Your task:
Transcribe the records in their entirety, exactly as given.

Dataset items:
········

PR #1066, opened 2020-01-29
Address some buffer issues

bbaldino:
Marking this as a draft for now, as I plan on adding some comments to each fix about things we might want to change before merging.

### DIFF
--- a/src/main/java/org/jitsi/videobridge/DtlsTransport.java
+++ b/src/main/java/org/jitsi/videobridge/DtlsTransport.java
@@ -87,6 +87,7 @@ public class DtlsTransport extends IceTransport
     private final Endpoint endpoint;
 
     private final SocketSenderNode packetSender = new SocketSenderNode();
+    private final RtpSenderNode rtpPacketSender = new RtpSenderNode(packetSender);
     private final Node incomingPipelineRoot;
     private final Node outgoingDtlsPipelineRoot;
     private final Node outgoingSrtpPipelineRoot;
@@ -353,7 +354,7 @@ public class DtlsTransport extends IceTransport
     private Node createOutgoingSrtpPipeline()
     {
         PipelineBuilder builder = new PipelineBuilder();
-        builder.node(packetSender);
+        builder.node(rtpPacketSender);
         return builder.build();
     }
 
@@ -560,20 +561,55 @@ public class DtlsTransport extends IceTransport
         return debugState;
     }
 
+
     /**
-     * A terminating {@link Node}, which sends the packets through a
-     * datagram socket.
+     * A {@link ConsumerNode} which sends a packet out over a socket
      */
     private class SocketSenderNode extends ConsumerNode
     {
         public DatagramSocket socket = null;
 
-        /**
-         * Initializes a new {@link SocketSenderNode}.
-         */
         SocketSenderNode()
         {
             super("Socket sender");
+        }
+
+        @Override
+        protected void consume(@NotNull PacketInfo packetInfo)
+        {
+            if (socket != null)
+            {
+                try
+                {
+                    socket.send(
+                        new DatagramPacket(
+                            packetInfo.getPacket().getBuffer(),
+                            packetInfo.getPacket().getOffset(),
+                            packetInfo.getPacket().getLength()));
+                }
+                catch (IOException e)
+                {
+                    logger.error("Error sending packet: " + e.toString());
+                    throw new RuntimeException(e);
+                }
+            }
+
+        }
+    }
+
+    /**
+     * A terminating {@link Node}, to send out RTP packets whose buffer
+     * came from the pool.  It tracks certain RTP-related statistics
+     * (jitter, etc.)
+     */
+    private class RtpSenderNode extends ConsumerNode
+    {
+        private final SocketSenderNode socketSenderNode;
+
+        RtpSenderNode(SocketSenderNode socketSenderNode)
+        {
+            super("RTP Socket sender");
+            this.socketSenderNode = socketSenderNode;
         }
 
         /**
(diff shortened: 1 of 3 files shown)


src/main/java/org/jitsi/videobridge/DtlsTransport.java
```diff
@@ -300,12 +301,15 @@ private Node createIncomingPipeline()
         dtlsPath.setPredicate(DTLS_PREDICATE);
         PipelineBuilder dtlsPipelineBuilder = new PipelineBuilder();
         dtlsPipelineBuilder.node(dtlsReceiver);
-        dtlsPipelineBuilder.simpleNode(
-                "sctp app packet handler",
-                packetInfo -> {
-                    endpoint.dtlsAppPacketReceived(packetInfo);
-                    return null;
-        });
+        ConsumerNode sctpHandler = new ConsumerNode("sctp app packet handler")
```
bbaldino: These two fixes (this one and the one for SRTP below) I think are correct.  Previously, these were implemented as `TransformerNode`s which returned null, so it was returning the buffer to the pool, but functionally they are `ConsumerNode`s.

src/main/java/org/jitsi/videobridge/DtlsTransport.java
```diff
@@ -557,48 +564,74 @@ public JSONObject getDebugState()
         return debugState;
     }
 
+
     /**
-     * A terminating {@link Node}, which sends the packets through a
-     * datagram socket.
+     * A {@link ConsumerNode} which sends a packet out over a socket
      */
     private class SocketSenderNode extends ConsumerNode
```
bbaldino: This class, the way it's implemented here, is incorrect, I think, and should be tweaked.  This is implemented as a `ConsumerNode` but it does *not* take ownership of the buffer, as it doesn't free it.  The issue was that we wanted to return SRTP packets to the pool but not those coming from the DTLS pipeline.  In fact, I think this change may be defunct now because I started copying outgoing DTLS packets into pooled buffers, so this may currently be a leak (which just means we can go back to using a single sender for both DTLS and SRTP, which would be better anyway).  I'll look into this.

src/main/java/org/jitsi/videobridge/Endpoint.java
```diff
@@ -694,8 +694,15 @@ public void createSctpConnection()
...
+                    // The buffer we get here came from usrsctp, and therefore
+                    // shouldn't be returned to the pool.  We can either
+                    // never return any packets from this path, or copy here
+                    // (actually, ideally, closer to SCTP, since this is
+                    // usrsctp specific) into a pooled buffer.
+                    byte[] newBuf = ByteBufferPool.getBuffer(length);
+                    System.arraycopy(data, offset, newBuf, 0, length);
                     PacketInfo packet
-                        = new PacketInfo(new UnparsedPacket(data, offset, length));
+                        = new PacketInfo(new UnparsedPacket(newBuf, 0, length));
```
bbaldino: Packets coming from SCTP are in buffers allocated by usrsctp (as far as I can tell), so we either have to have a way to know not to return them, or, we put them in a pooled buffer.  Here I'm doing the latter, which seemed like a good place to start: I hope the traffic won't be too significant, but if we find it's a problem we can improve it later.  Before merging, though, I would like to put the work of copying into a pooled buffer "closer" to the SCTP code, if possible.

src/main/java/org/jitsi/videobridge/Endpoint.java
```diff
@@ -1012,6 +1019,7 @@ protected void consume(PacketInfo packetInfo)
                 else
                 {
                     sctpManager.handleIncomingSctp(packetInfo);
+                    ByteBufferPool.returnBuffer(packetInfo.getPacket().buffer);
```
bbaldino: `usrsctp` copies all buffers into a buffer of its own (synchronously down this call chain), so we have to return here.  This is another places where it'd be nice if we could get the return "closer" to the SCTP level, as it's usrsctp-specific.

src/main/java/org/jitsi/videobridge/DtlsTransport.java
bbaldino: Ok, confirmed that this is no longer necessary (since we now copy outgoing SCTP buffers into pooled buffers).

src/main/java/org/jitsi/videobridge/DtlsTransport.java
```diff
@@ -591,7 +597,7 @@ protected void consume(@NotNull PacketInfo packetInfo)
                                 packetInfo.getPacket().getBuffer(),
                                 packetInfo.getPacket().getOffset(),
                                 packetInfo.getPacket().getLength()));
-                    ByteBufferPool.returnBuffer(packetInfo.getPacket().getBuffer());
+                    packetDiscarded(packetInfo);
```
bbaldino: Hm, I thought `packetDiscarded` would be more appropriate here but I've just realized it'll be misleading, so we _should_ return it to the pool directly.

src/main/java/org/jitsi/videobridge/Endpoint.java
```diff
@@ -52,10 +52,10 @@
 import java.nio.*;
 import java.time.*;
 import java.util.*;
-import java.util.stream.*;
 import java.util.concurrent.*;
 import java.util.concurrent.atomic.*;
 import java.util.function.*;
+import java.util.stream.*;
```
JonathanLennox: Are these changes just IntelliJ having fun?

bbaldino: Yeah, I ran optimize imports because I thought I had removed something from here and wanted to get rid of it, but guess it did some ordering tweaks instead.

src/main/java/org/jitsi/videobridge/sctp/SctpManager.java
```diff
@@ -16,10 +16,14 @@
...
 package org.jitsi.videobridge.sctp;
 
+import org.jetbrains.annotations.*;
 import org.jitsi.nlj.*;
 import org.jitsi.utils.logging2.*;
+import org.jitsi.videobridge.util.*;
 import org.jitsi_modified.sctp4j.*;
 
+import java.nio.*;
+
```
JonathanLennox: This isn't used (as far as I can tell).  Bad autocomplete?

bbaldino: From some old code I think.  Removed.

········

Result of the exercise:
PR #1066, opened 2020-01-29
Address some buffer issues

bbaldino:
Marking this as a draft for now, as I plan on adding some comments to each fix about things we might want to change before merging.

### DIFF
--- a/src/main/java/org/jitsi/videobridge/DtlsTransport.java
+++ b/src/main/java/org/jitsi/videobridge/DtlsTransport.java
@@ -87,6 +87,7 @@ public class DtlsTransport extends IceTransport
     private final Endpoint endpoint;
 
     private final SocketSenderNode packetSender = new SocketSenderNode();
+    private final RtpSenderNode rtpPacketSender = new RtpSenderNode(packetSender);
     private final Node incomingPipelineRoot;
     private final Node outgoingDtlsPipelineRoot;
     private final Node outgoingSrtpPipelineRoot;
@@ -353,7 +354,7 @@ public class DtlsTransport extends IceTransport
     private Node createOutgoingSrtpPipeline()
     {
         PipelineBuilder builder = new PipelineBuilder();
-        builder.node(packetSender);
+        builder.node(rtpPacketSender);
         return builder.build();
     }
 
@@ -560,20 +561,55 @@ public class DtlsTransport extends IceTransport
         return debugState;
     }
 
+
     /**
-     * A terminating {@link Node}, which sends the packets through a
-     * datagram socket.
+     * A {@link ConsumerNode} which sends a packet out over a socket
      */
     private class SocketSenderNode extends ConsumerNode
     {
         public DatagramSocket socket = null;
 
-        /**
-         * Initializes a new {@link SocketSenderNode}.
-         */
         SocketSenderNode()
         {
             super("Socket sender");
+        }
+
+        @Override
+        protected void consume(@NotNull PacketInfo packetInfo)
+        {
+            if (socket != null)
+            {
+                try
+                {
+                    socket.send(
+                        new DatagramPacket(
+                            packetInfo.getPacket().getBuffer(),
+                            packetInfo.getPacket().getOffset(),
+                            packetInfo.getPacket().getLength()));
+                }
+                catch (IOException e)
+                {
+                    logger.error("Error sending packet: " + e.toString());
+                    throw new RuntimeException(e);
+                }
+            }
+
+        }
+    }
+
+    /**
+     * A terminating {@link Node}, to send out RTP packets whose buffer
+     * came from the pool.  It tracks certain RTP-related statistics
+     * (jitter, etc.)
+     */
+    private class RtpSenderNode extends ConsumerNode
+    {
+        private final SocketSenderNode socketSenderNode;
+
+        RtpSenderNode(SocketSenderNode socketSenderNode)
+        {
+            super("RTP Socket sender");
+            this.socketSenderNode = socketSenderNode;
         }
 
         /**
(diff shortened: 1 of 3 files shown)


src/main/java/org/jitsi/videobridge/DtlsTransport.java
```diff
@@ -300,12 +301,15 @@ private Node createIncomingPipeline()
         dtlsPath.setPredicate(DTLS_PREDICATE);
         PipelineBuilder dtlsPipelineBuilder = new PipelineBuilder();
         dtlsPipelineBuilder.node(dtlsReceiver);
-        dtlsPipelineBuilder.simpleNode(
-                "sctp app packet handler",
-                packetInfo -> {
-                    endpoint.dtlsAppPacketReceived(packetInfo);
-                    return null;
-        });
+        ConsumerNode sctpHandler = new ConsumerNode("sctp app packet handler")
```
bbaldino: These two fixes (this one and the one for SRTP below) I think are correct.  Previously, these were implemented as `TransformerNode`s which returned null, so it was returning the buffer to the pool, but functionally they are `ConsumerNode`s.

src/main/java/org/jitsi/videobridge/DtlsTransport.java
```diff
@@ -557,48 +564,74 @@ public JSONObject getDebugState()
         return debugState;
     }
 
+
     /**
-     * A terminating {@link Node}, which sends the packets through a
-     * datagram socket.
+     * A {@link ConsumerNode} which sends a packet out over a socket
      */
     private class SocketSenderNode extends ConsumerNode
```
bbaldino: This class, the way it's implemented here, is incorrect, I think, and should be tweaked.  This is implemented as a `ConsumerNode` but it does *not* take ownership of the buffer, as it doesn't free it.  The issue was that we wanted to return SRTP packets to the pool but not those coming from the DTLS pipeline.  In fact, I think this change may be defunct now because I started copying outgoing DTLS packets into pooled buffers, so this may currently be a leak (which just means we can go back to using a single sender for both DTLS and SRTP, which would be better anyway).  I'll look into this.

src/main/java/org/jitsi/videobridge/Endpoint.java
```diff
@@ -694,8 +694,15 @@ public void createSctpConnection()
...
+                    // The buffer we get here came from usrsctp, and therefore
+                    // shouldn't be returned to the pool.  We can either
+                    // never return any packets from this path, or copy here
+                    // (actually, ideally, closer to SCTP, since this is
+                    // usrsctp specific) into a pooled buffer.
+                    byte[] newBuf = ByteBufferPool.getBuffer(length);
+                    System.arraycopy(data, offset, newBuf, 0, length);
                     PacketInfo packet
-                        = new PacketInfo(new UnparsedPacket(data, offset, length));
+                        = new PacketInfo(new UnparsedPacket(newBuf, 0, length));
```
bbaldino: Packets coming from SCTP are in buffers allocated by usrsctp (as far as I can tell), so we either have to have a way to know not to return them, or, we put them in a pooled buffer.  Here I'm doing the latter, which seemed like a good place to start: I hope the traffic won't be too significant, but if we find it's a problem we can improve it later.  Before merging, though, I would like to put the work of copying into a pooled buffer "closer" to the SCTP code, if possible.

src/main/java/org/jitsi/videobridge/Endpoint.java
```diff
@@ -1012,6 +1019,7 @@ protected void consume(PacketInfo packetInfo)
                 else
                 {
                     sctpManager.handleIncomingSctp(packetInfo);
+                    ByteBufferPool.returnBuffer(packetInfo.getPacket().buffer);
```
bbaldino: `usrsctp` copies all buffers into a buffer of its own (synchronously down this call chain), so we have to return here.  This is another places where it'd be nice if we could get the return "closer" to the SCTP level, as it's usrsctp-specific.

src/main/java/org/jitsi/videobridge/DtlsTransport.java
bbaldino: Ok, confirmed that this is no longer necessary (since we now copy outgoing SCTP buffers into pooled buffers).

src/main/java/org/jitsi/videobridge/DtlsTransport.java
```diff
@@ -591,7 +597,7 @@ protected void consume(@NotNull PacketInfo packetInfo)
                                 packetInfo.getPacket().getBuffer(),
                                 packetInfo.getPacket().getOffset(),
                                 packetInfo.getPacket().getLength()));
-                    ByteBufferPool.returnBuffer(packetInfo.getPacket().getBuffer());
+                    packetDiscarded(packetInfo);
```
bbaldino: Hm, I thought `packetDiscarded` would be more appropriate here but I've just realized it'll be misleading, so we _should_ return it to the pool directly.

src/main/java/org/jitsi/videobridge/Endpoint.java
```diff
@@ -52,10 +52,10 @@
 import java.nio.*;
 import java.time.*;
 import java.util.*;
-import java.util.stream.*;
 import java.util.concurrent.*;
 import java.util.concurrent.atomic.*;
 import java.util.function.*;
+import java.util.stream.*;
```
JonathanLennox: Are these changes just IntelliJ having fun?

bbaldino: Yeah, I ran optimize imports because I thought I had removed something from here and wanted to get rid of it, but guess it did some ordering tweaks instead.

src/main/java/org/jitsi/videobridge/sctp/SctpManager.java
```diff
@@ -16,10 +16,14 @@
...
 package org.jitsi.videobridge.sctp;
 
+import org.jetbrains.annotations.*;
 import org.jitsi.nlj.*;
 import org.jitsi.utils.logging2.*;
+import org.jitsi.videobridge.util.*;
 import org.jitsi_modified.sctp4j.*;
 
+import java.nio.*;
+
```
JonathanLennox: This isn't used (as far as I can tell).  Bad autocomplete?

bbaldino: From some old code I think.  Removed.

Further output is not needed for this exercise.